Exercise aim
Retype each entry. Leave nothing out.

Study material
PR #459, opened 2019-01-05
Switch Kiwix and OpenZIM URLs to https, and fix invalid OpenZIM ones

### LINKED ISSUE #458: Some OpenZIM wiki URLs are not working any more, and we should switch all Kiwix/OpenZIM URLs to HTTPS
For example http://www.openzim.org/wiki/OpenZIM is mentioned several times, and should be replaced by https://wiki.openzim.org/wiki/OpenZIM

mossroy:
Fixes #458

### DIFF
--- a/README.md
+++ b/README.md
@@ -1,18 +1,18 @@
 # Kiwix JS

Response to the task
PR #459, opened 2019-01-05
Switch Kiwix and OpenZIM URLs to https, and fix invalid OpenZIM ones

### LINKED ISSUE #458: Some OpenZIM wiki URLs are not working any more, and we should switch all Kiwix/OpenZIM URLs to HTTPS
For example http://www.openzim.org/wiki/OpenZIM is mentioned several times, and should be replaced by https://wiki.openzim.org/wiki/OpenZIM

mossroy:
Fixes #458

### DIFF
--- a/README.md
+++ b/README.md
@@ -1,18 +1,18 @@
 # Kiwix JS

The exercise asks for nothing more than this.